===== Task input
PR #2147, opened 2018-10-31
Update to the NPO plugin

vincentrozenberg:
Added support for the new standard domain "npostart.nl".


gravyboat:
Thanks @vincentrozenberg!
==========
===== Task input
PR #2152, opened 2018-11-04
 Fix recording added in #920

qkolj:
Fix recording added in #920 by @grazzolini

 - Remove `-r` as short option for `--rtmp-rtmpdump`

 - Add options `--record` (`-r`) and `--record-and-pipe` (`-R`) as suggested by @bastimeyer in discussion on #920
==========
What to do> Go through the data and copy every line that includes "recording".

Result of this exercise>
 Fix recording added in #920
Fix recording added in #920 by @grazzolini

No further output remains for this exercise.